Terian, in Sabah Malaysia

Welcome to Terian. It’s beautiful right? Just check out the river.

Kids swimming in the Ulu Papar River

The village sits alongside this beautiful river in a region known as the Crocker Range. Up until 2012, the only way in and out was a 6 hour hike through this glorious rainforest.

Salt Trail Biodiversity

But you can imagine that a 6 hour walk isn’t the easiest journey for your morning coffee.

Nor is it an easy journey for our traditional electrical poles and wires that provide most of the world with electricity. Just imagine the cost of getting wires across these mountains

Sabah’s Crocker Range: It looks even better in person

In a perfect world, the cost wouldn’t matter, and the community would be provided with a sustainable solution that utilises their natural environment.

Luckily for them, they do happen to have an amazing resource close by: steep running water, which some local innovators and resourceful villagers can utilise to create electricity.

Local villagers working alongside CREATE staff to align the pipe for their Micro-Hydro system.

The team at CREATE first said “let there be light” in Terian Village in 2004. But some landslides in 2013 took it off the grid. Now, thanks to the support of Seacology, they are planning on bringing it back again.

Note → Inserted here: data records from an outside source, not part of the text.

PR #7010, opened 2022-04-08
tx: set session and user for commit/rollback triggers

locker:
Commit/rollback triggers are run asynchronously, upon receiving the write status from WAL. We can't run them in the original fiber that submitted the WAL request, because it would open a time window between writing a transaction to WAL and committing it in tx, which could lead to violating the cascading rolback principles. As a result, commit/rollback triggers run with admin privileges.

Let's fix this issue by temporarily setting session and credentials to the original fiber's for running commit/rollback triggers.

Closes #7005

PR #8736, opened 2023-06-04
limbo: fix commit/rollback failures with triggers

### LINKED ISSUE #8505: ER_CURSOR_NO_TRANSACTION in on_commit trigger for syncro space
**Bug description**

```
main/103/app.lua init.c:376 E> ER_CURSOR_NO_TRANSACTION: The transaction the cursor belongs to has ended
main/103/app.lua F> transaction commit trigger failed
```

 Tarantool 2.11.0-rc2-0-g2ae0c94a2 Linux-x86_64-RelWithDebInfo

**Steps to reproduce**

```lua

box.cfg{}
s1 = box.schema.space.create('s1', { if_not_exists = true, is_sync = true})
s1:create_index('primary', {if_not_exists = true, unique = true, parts = {{field = 1, type = 'unsigned'}}})
box.ctl.promote()

f_commit = function(row_pairs) row_pairs() end
on_replace_f = function(old,new) box.on_commit(f_commit) end

s1:on_replace(on_replace_f)
s1:insert({1})


```

Serpentian:
Currently any transaction on synchronous space fails to complete with the ER_CURSOR_NO_TRANSACTION error, when on_rollback/on_commit triggers are set. This is caused due to the fact, that some rollback/commit triggers require in_txn fiber variable to be set but it's not done when a transaction is completed from the limbo.

Let's assign transaction to the fiber when we complete transaction from the limbo. Moreover, let's add assertions, which check whether in_txn() is set, when on_rollback/on_commit triggers are run.

Closes #8505

NO_DOC=bugfix


Serpentian:
Actually this is a draft fix, and I see reasons why you may not like it (I'm not quite sure, where to put setting this `in_txn` variable, and I'm not confident that we don't need to refactor setting it everywhere). But the issue blocks me from testing vshard with synchronous spaces and it's really significant, so it'd be great if we fix it.

The problem here, that the logic of setting and removing `in_txn` variable eludes me. It seems logical enough to set `in_txn` with `txn_begin` and remove it after `txn_complete_success/fail` but why do we always remove it before `journal_write` (or similar function), like that:

<details>
<summary>Removing <code>in_txn</code> before write</summary>

https://github.com/tarantool/tarantool/blob/d187b14247d071b44f02a2f1adac7f1daac137bc/src/box/txn.c#L1124-L1126
https://github.com/tarantool/tarantool/blob/d187b14247d071b44f02a2f1adac7f1daac137bc/src/box/txn.c#L1079-L1084

</details>

It would be great if someone enlightened me.

----

Alternative solutions, I considered:

1. Before calling `txn_limbo_ack` in `txn.c` and `relay.c`

The example of the diff can be found below. I don't like that solution, as we get ugly code (both `txn_limbo_ack` and `txn_limbo_wait_complete` must have `in_txn` set), moreover, it must be set not only in `txn.c` but also in other places (e.g. in `relay.c` which calls `tx_status_update` and there might be others, which I didn't catch)

<details>
<summary> Before calling <code>txn_limbo_ack</code></summary>

```diff
diff --git a/src/box/txn.c b/src/box/txn.c
index 8a93e64239f..959e980be11 100644
--- a/src/box/txn.c
+++ b/src/box/txn.c
@@ -1131,6 +1131,15 @@ txn_commit(struct txn *txn)
 	if (txn_has_flag(txn, TXN_WAIT_SYNC)) {
 		struct txn_limbo_entry *limbo_entry = txn->limbo_entry;
 		assert(limbo_entry->lsn > 0);
+		/*
+		 * Some commit/rollback triggers require for in_txn fiber
+		 * variable to be set so restore it for the time triggers
+		 * are in progress. txn_limbo_ack() may try to invoke
+		 * txn_complete_success(), which runs on_commit triggers.
+		 * txn_limbo_wait_complete - txn_complete_fail with on_rollback
+		 * triggers.
+		 */
+		fiber_set_txn(fiber(), txn);
 		/*
 		 * XXX: ACK should be done on WAL write too. But it can make
 		 * another WAL write. Can't be done until it works
@@ -1142,6 +1151,7 @@ txn_commit(struct txn *txn)
 		}
 		if (txn_limbo_wait_complete(&txn_limbo, limbo_entry) < 0)
 			goto rollback;
+		fiber_set_txn(fiber(), NULL);
 	}
 	assert(txn_has_flag(txn, TXN_IS_DONE));
 	assert(txn->signature >= 0);
@@ -1161,6 +1171,7 @@ txn_commit(struct txn *txn)
 		fiber_set_txn(fiber(), txn);
 		txn_rollback(txn);
 	} else {
+		fiber_set_txn(fiber(), NULL);
 		assert(in_txn() == NULL);
 	}
 	txn_free(txn);
```

</details>

2. Inside `txn_complete_success/fail`

It's good, that we stay inside the `txn.c` file, only in which this `in_txn` variable is set now, but it'll be really difficult to debug such code in the future.

<details>
<summary>Inside <code>txn_complete_success/fail</code></summary>

```diff
diff --git a/src/box/txn.c b/src/box/txn.c
index 8a93e6423..8e49acf14 100644
--- a/src/box/txn.c
+++ b/src/box/txn.c
@@ -764,6 +764,13 @@ txn_complete_fail(struct txn *txn)
 	if (txn->engine != NULL)
 		engine_rollback(txn->engine, txn);
 	if (txn_has_flag(txn, TXN_HAS_TRIGGERS)) {
+		/*
+		 * Some rollback triggers require for in_txn fiber
+		 * variable to be set so restore it for the time triggers
+		 * are in progress.
+		 */
+		bool was_in_txn = in_txn() != NULL;
+		fiber_set_txn(fiber(), txn);
 		if (trigger_run(&txn->on_rollback, txn) != 0) {
 			diag_log();
 			panic("transaction rollback trigger failed");
@@ -772,6 +779,8 @@ txn_complete_fail(struct txn *txn)
 		trigger_destroy(&txn->on_rollback);
 		/* Commit won't happen after rollback. */
 		trigger_destroy(&txn->on_commit);
+		if (!was_in_txn)
+			fiber_set_txn(fiber(), NULL);
 	}
 	txn_free_or_wakeup(txn);
 	rmean_collect(rmean_box, IPROTO_ROLLBACK, 1);
@@ -787,6 +796,13 @@ txn_complete_success(struct txn *txn)
 	if (txn->engine != NULL)
 		engine_commit(txn->engine, txn);
 	if (txn_has_flag(txn, TXN_HAS_TRIGGERS)) {
+		/*
+		* Some commit triggers require for in_txn fiber
+		* variable to be set so restore it for the time triggers
+		* are in progress.
+		*/
+		bool was_in_txn = in_txn() != NULL;
+		fiber_set_txn(fiber(), txn);
 		/*
 		 * Commit triggers must be run in the same order they were added
 		 * so that a trigger sees the changes done by previous triggers
@@ -800,6 +816,8 @@ txn_complete_success(struct txn *txn)
 		trigger_destroy(&txn->on_commit);
 		/* Rollback won't happen after commit. */
 		trigger_destroy(&txn->on_rollback);
+		if (!was_in_txn)
+			fiber_set_txn(fiber(), NULL);
 	}
 	txn_free_or_wakeup(txn);
 	rmean_collect(rmean_box, IPROTO_COMMIT, 1);

```
</details>

----

I like the current solution the most, but I'm not sure, that we should not refactor it in general, setting `in_txn` is already seems inconsistent, this change exacerbates the situation in my opinion. What do you think?

changelogs/unreleased/gh-8505-synchro-triggers-fail.md
```diff
@@ -0,0 +1,5 @@
+## bugfix/core
+
+* Fixed a bug because of which transactions on synchronous spaces failed with
+  the ER_CURSOR_NO_TRANSACTION error, when on_commit/on_rollback triggers were
+  set (gh-8505).
```
andreyaksenov, line 5:
```suggestion
* Fixed a bug causing the `ER_CURSOR_NO_TRANSACTION` failure for transactions
  on synchronous spaces when the `on_commit/on_rollback` triggers are
  set (gh-8505).
```

andreyaksenov (approved):

src/box/txn.c
```diff
@@ -787,6 +788,7 @@ txn_complete_success(struct txn *txn)
 	if (txn->engine != NULL)
 		engine_commit(txn->engine, txn);
 	if (txn_has_flag(txn, TXN_HAS_TRIGGERS)) {
+		assert(in_txn() != NULL);
```
locker, line 791: Shouldn't it be `assert(in_txn() == txn)`?

> Currently any transaction on synchronous space fails to complete with
the ER_CURSOR_NO_TRANSACTION error, when on_rollback/on_commit triggers
are set. This is caused due to the fact, that some rollback/commit
triggers require in_txn fiber variable to be set but it's not done
when a transaction is completed from the limbo.

Please elaborate. What triggers? How exactly does this error occur?

AFAICS a commit/rollback trigger callback is passed the `txn` as an argument so why don't you patch the triggers that use `in_txn()` so that they use the passed `txn` instead?

src/box/txn_limbo.c
```diff
@@ -72,6 +72,21 @@ txn_limbo_is_ro(struct txn_limbo *limbo)
...
 }
 
+void
+txn_limbo_complete(struct txn *txn, bool is_success)
+{
+	/*
+	 * Some rollback/commit triggers require the in_txn fiber
+	 * variable to be set.
+	 */
+	fiber_set_txn(fiber(), txn);
```
locker, line 82: The code seem to be missing `assert(in_txn() == NULL)`.

Serpentian: Agree. It indeed looks like, that `in_txn` cannot be set before confirming everything in limbo. It's removed before writing to journal (because we cannot yield while `in_txn()` is set?) and is returned only in case we need to run triggers.

src/box/txn.c
locker: > > Please elaborate. What triggers? How exactly does this error occur?
> 
> Everything is already described in the issue. It's `lbox_txn_pairs` (and many other callbacks) function, which opens an iterator over txn's satements. It has nothing but `txn_id` on the Lua stack. The only way it can get `txn` from is fiber. I see no reason to rewrite all triggers, moreover, I'm not sure, we can push txn to stack at all.

OK. Please describe it in the commit message as well.

> > Shouldn't it be assert(in_txn() == txn)?
> 
> It should not, we must be sure, that txn is set, when triggers are run. A lot of functions in `txn.c` set `in_txn` just to be sure, that `in_txn() != NULL`.

How can `in_txn()` be different from `txn` here? If so, it looks like a bug because this would mean that `lbox_txn_pairs()` would run on a different transaction. Also, this assertion should probably be unconditional (i.e. run even if `TXN_HASH_TRIGGERS` is unset).

src/box/txn_limbo.c
sergepetrenko, line 82: While you're at it, let's please fix the effective user/session for sync space on_commit trigger as well (like it was done in #7010 for async spaces).

Otherwise I get this with a sync space and 2 nodes (`replication_synchro_quorum= 2`):
```
tarantool> print(box.session.effective_user())
guest
---
...

tarantool> box.begin() box.space.sync:replace{1} box.on_commit(function() print(box.session.effective_user()) end) box.commit()
admin
---
...

tarantool> print(box.session.effective_user())
guest
---
...


```

sergepetrenko (changes requested):
Thanks for the patch! Please see my comments below.

src/box/txn.c
Serpentian: > How can in_txn() be different from txn here?

I misread your message and thought you meant `assert(in_txn() == NULL)`. I agree, that we should add `assert(in_txn() == txn)`.

> Please describe it in the commit message as well.

Extended description in commit message

src/box/txn_limbo.c
Serpentian: Fixed

src/box/txn.c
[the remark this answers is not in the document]
Serpentian: Fixed

src/box/txn_limbo.c
Serpentian: Ok. Fixed

changelogs/unreleased/gh-8742-session-on-triggers-with-sync-tx.md
```diff
@@ -0,0 +1,4 @@
+## bugfix/core
+
+* Fixed effective session and user not propagated to `box.on_commit` and
```
andreyaksenov, line 3:
```suggestion
* Fixed a bug causing the effective session and user are not propagated to `box.on_commit` and
```

andreyaksenov (approved):

sergepetrenko (approved):
Nicely done!

test/box-luatest/gh_8505_synchro_triggers_test.lua
```diff
@@ -0,0 +1,65 @@
+local t = require('luatest')
```
Gerold103, line 1: This test file belongs to `replication-luatest` suite.

test/box-luatest/gh_8505_synchro_triggers_test.lua
```diff
@@ -0,0 +1,65 @@
...
+        box.begin()
+        box.on_commit(function(iter) iter() end)
+        box.space.test:upsert({1}, {{'=', 1, 1}})
+        box.commit()
+    end)
+end
+
+g.test_on_rollback_trigger = function(g)
+    -- Force ACK gathering to fail and cause rollback
+    g.box_cfg.replication_synchro_timeout = 1e-9
```
Gerold103, line 50: When I run the test like this `python test-run.py $(yes 8505 | head -n 30)`, I get some failures:
```
[006] Test failed! Output from reject file /tmp/t/rejects/box-luatest/gh_8505_synchro_triggers.reject:
[006] Tarantool version is 3.0.0-entrypoint-290-g1bb7177b1
[006] TAP version 13
[006] 1..2
[006] # Started on Wed Jun  7 22:35:04 2023
[006] # Starting group: gh-8505-synchro-triggers
[006] ok     1	gh-8505-synchro-triggers.test_on_commit_trigger
[006] not ok 2	gh-8505-synchro-triggers.test_on_rollback_trigger
[006] #   ...ntool/test/box-luatest/gh_8505_synchro_triggers_test.lua:59: attempt to index local 'err' (a nil value)
[006] #   stack traceback:
[006] #   	...ntool/test/box-luatest/gh_8505_synchro_triggers_test.lua:54: in function 'gh-8505-synchro-triggers.test_on_rollback_trigger'
[006] #   	...
[006] #   	[C]: in function 'xpcall'
[006] # Ran 2 tests in 2.468 seconds, 1 succeeded, 1 errored
```

Gerold103 (commented):
Thanks for the patch!

test/box-luatest/gh_8505_synchro_triggers_test.lua
Serpentian: Done

test/box-luatest/gh_8505_synchro_triggers_test.lua
Serpentian: For some reason, transactions with tiny `replication_synchro_timeout` sometimes manage to complete. This doesn't happen, when connection is explicitly broken with proxy.  I'll investigate this behavior, for this patch, I suppose, we can stay with proxies

Gerold103: Still fails:
```
[015] replication-luatest/gh_8505_synchro_triggers_t>                 [ fail ]
[015] Test failed! Output from reject file /tmp/t/rejects/replication-luatest/gh_8505_synchro_triggers.reject:
[015] Tarantool version is 3.0.0-entrypoint-306-gde0731bd3
[015] TAP version 13
[015] 1..3
[015] # Started on Wed Jun 14 22:20:55 2023
[015] # Starting group: gh-8505-synchro-triggers
[015] ok     1	gh-8505-synchro-triggers.test_on_commit_trigger
[015] ok     2	gh-8505-synchro-triggers.test_on_rollback_trigger
[015] not ok 3	gh-8505-synchro-triggers.test_session_on_commit
[015] #   Quorum collection for a synchronous transaction is timed out
[015] #   stack traceback:
[015] #   	...st/replication-luatest/gh_8505_synchro_triggers_test.lua:82: in function 'gh-8505-synchro-triggers.test_session_on_commit'
[015] #   	...
[015] #   	[C]: in function 'xpcall'
[015] # Ran 3 tests in 2.496 seconds, 2 succeeded, 1 errored
```

Gerold103 (commented):
Thanks for the fixes! The test still fails though.

test/box-luatest/gh_8505_synchro_triggers_test.lua
Serpentian: Managed to repoduce it. Should be stable from now on

Gerold103 (approved):
Thanks for the fixes!

sergepetrenko:
Cherry-picked to 2.11: a7a51aef84ff22276d594fcdc65aeddb07ef5211 .. f4d308564f16ada7c8adebd63866512a181dcc0b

But for villagers in Terian, and the 1.2 billion others without access to electricity around the world, Elon Musk’s high-tech solutions aren’t going to help.

Now if Elon Musk and other world leaders in government and tech innovation don’t push transfer the energy sources of the rest of the world, people in Terian aren’t going to have a good time either.

However the often singular focus on these high-tech solutions takes important publicity away for those low-tech innovators supporting remote and urban poor communities around the world.

When the team at CREATE first introduced their Micro-hydro system in Terian, they had to walk most of the materials in. There was no road access.

They had to haul concrete in on their shoulders, and 1.5kms of pipe on the next trip in.

I hardly see Elon Musk and his ilk doing that anytime soon.

You might not even realise it, but when you consider that close to 1 in 6 people in the world currently live without something as simple as electricity, its a little hard to say they are so “isolated”.

And unfortunately the solutions they need require people to carry things, fix things with manual instruments and create low-tech solutions that community members can help install, manage and repair.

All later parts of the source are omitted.